Look through the material below. Return exactly the lines from the one with "dodal.common.enums import OnOffUpper" through the one with "callumforrester, line 4: Could: I'm", both included.
══ RECORDS TO PROCESS ══
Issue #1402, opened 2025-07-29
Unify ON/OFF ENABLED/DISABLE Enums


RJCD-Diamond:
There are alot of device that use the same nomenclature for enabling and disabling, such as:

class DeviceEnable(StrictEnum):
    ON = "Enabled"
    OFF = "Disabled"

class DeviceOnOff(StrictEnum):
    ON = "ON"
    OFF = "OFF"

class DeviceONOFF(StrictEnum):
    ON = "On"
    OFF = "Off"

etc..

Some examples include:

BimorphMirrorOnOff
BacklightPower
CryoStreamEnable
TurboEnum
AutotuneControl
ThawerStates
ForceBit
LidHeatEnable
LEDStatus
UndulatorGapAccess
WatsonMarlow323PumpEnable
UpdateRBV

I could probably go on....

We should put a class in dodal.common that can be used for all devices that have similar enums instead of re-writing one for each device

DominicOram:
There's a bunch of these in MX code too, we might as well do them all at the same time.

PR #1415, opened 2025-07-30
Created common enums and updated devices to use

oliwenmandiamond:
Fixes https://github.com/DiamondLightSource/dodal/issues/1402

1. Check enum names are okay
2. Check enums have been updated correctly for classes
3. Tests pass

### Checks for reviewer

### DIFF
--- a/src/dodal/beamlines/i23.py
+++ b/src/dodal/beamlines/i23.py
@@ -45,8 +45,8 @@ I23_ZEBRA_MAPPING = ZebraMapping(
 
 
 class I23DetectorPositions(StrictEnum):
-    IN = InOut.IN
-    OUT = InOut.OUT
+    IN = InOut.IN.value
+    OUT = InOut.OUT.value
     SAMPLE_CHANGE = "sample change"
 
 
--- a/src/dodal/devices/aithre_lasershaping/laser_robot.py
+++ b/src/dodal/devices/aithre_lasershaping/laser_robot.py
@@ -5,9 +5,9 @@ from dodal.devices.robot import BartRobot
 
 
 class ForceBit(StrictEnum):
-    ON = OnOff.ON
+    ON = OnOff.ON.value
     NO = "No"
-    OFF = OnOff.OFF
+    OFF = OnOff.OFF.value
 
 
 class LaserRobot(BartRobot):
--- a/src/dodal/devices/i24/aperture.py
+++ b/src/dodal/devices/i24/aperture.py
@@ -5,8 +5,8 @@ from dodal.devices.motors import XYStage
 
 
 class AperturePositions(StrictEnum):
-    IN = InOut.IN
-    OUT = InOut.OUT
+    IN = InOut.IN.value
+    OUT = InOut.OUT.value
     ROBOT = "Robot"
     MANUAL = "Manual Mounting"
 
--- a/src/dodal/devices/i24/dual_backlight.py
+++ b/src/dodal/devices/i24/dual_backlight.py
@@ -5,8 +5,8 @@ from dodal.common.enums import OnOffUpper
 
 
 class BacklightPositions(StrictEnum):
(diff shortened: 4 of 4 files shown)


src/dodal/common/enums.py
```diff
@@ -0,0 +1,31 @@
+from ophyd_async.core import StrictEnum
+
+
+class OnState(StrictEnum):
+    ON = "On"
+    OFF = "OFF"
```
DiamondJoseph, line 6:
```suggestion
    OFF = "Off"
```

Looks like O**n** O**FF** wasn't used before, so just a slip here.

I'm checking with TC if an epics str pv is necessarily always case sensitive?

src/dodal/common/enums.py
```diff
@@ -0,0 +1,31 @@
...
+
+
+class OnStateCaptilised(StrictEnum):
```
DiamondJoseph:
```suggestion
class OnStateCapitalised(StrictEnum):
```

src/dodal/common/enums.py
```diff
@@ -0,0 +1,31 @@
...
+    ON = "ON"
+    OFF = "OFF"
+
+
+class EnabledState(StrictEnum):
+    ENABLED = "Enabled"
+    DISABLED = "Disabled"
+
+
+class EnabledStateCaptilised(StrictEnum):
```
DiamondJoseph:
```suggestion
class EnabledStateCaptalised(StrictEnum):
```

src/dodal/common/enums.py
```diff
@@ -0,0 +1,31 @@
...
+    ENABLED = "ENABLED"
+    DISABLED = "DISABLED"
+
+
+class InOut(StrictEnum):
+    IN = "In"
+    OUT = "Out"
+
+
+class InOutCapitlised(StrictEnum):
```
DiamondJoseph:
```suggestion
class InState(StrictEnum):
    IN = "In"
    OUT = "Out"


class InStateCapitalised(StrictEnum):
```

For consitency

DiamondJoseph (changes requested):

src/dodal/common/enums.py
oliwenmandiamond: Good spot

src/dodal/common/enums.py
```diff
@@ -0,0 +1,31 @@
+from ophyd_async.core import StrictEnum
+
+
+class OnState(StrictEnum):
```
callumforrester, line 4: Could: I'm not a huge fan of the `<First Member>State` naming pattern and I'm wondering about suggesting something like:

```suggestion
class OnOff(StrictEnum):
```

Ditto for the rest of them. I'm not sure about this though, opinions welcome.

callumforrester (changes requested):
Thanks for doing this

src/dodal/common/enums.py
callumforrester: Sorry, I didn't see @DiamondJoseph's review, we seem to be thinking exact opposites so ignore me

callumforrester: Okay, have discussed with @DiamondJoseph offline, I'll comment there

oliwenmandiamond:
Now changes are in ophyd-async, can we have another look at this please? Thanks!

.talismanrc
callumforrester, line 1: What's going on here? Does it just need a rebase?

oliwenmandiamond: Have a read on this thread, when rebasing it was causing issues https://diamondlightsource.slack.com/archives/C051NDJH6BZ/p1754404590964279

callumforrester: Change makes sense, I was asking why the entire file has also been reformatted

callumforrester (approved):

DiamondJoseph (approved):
═══
(TASK RESPONSE)
@@ -5,8 +5,8 @@ from dodal.common.enums import OnOffUpper
 
 
 class BacklightPositions(StrictEnum):
(diff shortened: 4 of 4 files shown)


src/dodal/common/enums.py
```diff
@@ -0,0 +1,31 @@
+from ophyd_async.core import StrictEnum
+
+
+class OnState(StrictEnum):
+    ON = "On"
+    OFF = "OFF"
```
DiamondJoseph, line 6:
```suggestion
    OFF = "Off"
```

Looks like O**n** O**FF** wasn't used before, so just a slip here.

I'm checking with TC if an epics str pv is necessarily always case sensitive?

src/dodal/common/enums.py
```diff
@@ -0,0 +1,31 @@
...
+
+
+class OnStateCaptilised(StrictEnum):
```
DiamondJoseph:
```suggestion
class OnStateCapitalised(StrictEnum):
```

src/dodal/common/enums.py
```diff
@@ -0,0 +1,31 @@
...
+    ON = "ON"
+    OFF = "OFF"
+
+
+class EnabledState(StrictEnum):
+    ENABLED = "Enabled"
+    DISABLED = "Disabled"
+
+
+class EnabledStateCaptilised(StrictEnum):
```
DiamondJoseph:
```suggestion
class EnabledStateCaptalised(StrictEnum):
```

src/dodal/common/enums.py
```diff
@@ -0,0 +1,31 @@
...
+    ENABLED = "ENABLED"
+    DISABLED = "DISABLED"
+
+
+class InOut(StrictEnum):
+    IN = "In"
+    OUT = "Out"
+
+
+class InOutCapitlised(StrictEnum):
```
DiamondJoseph:
```suggestion
class InState(StrictEnum):
    IN = "In"
    OUT = "Out"


class InStateCapitalised(StrictEnum):
```

For consitency

DiamondJoseph (changes requested):

src/dodal/common/enums.py
oliwenmandiamond: Good spot

src/dodal/common/enums.py
```diff
@@ -0,0 +1,31 @@
+from ophyd_async.core import StrictEnum
+
+
+class OnState(StrictEnum):
```
callumforrester, line 4: Could: I'm not a huge fan of the `<First Member>State` naming pattern and I'm wondering about suggesting something like:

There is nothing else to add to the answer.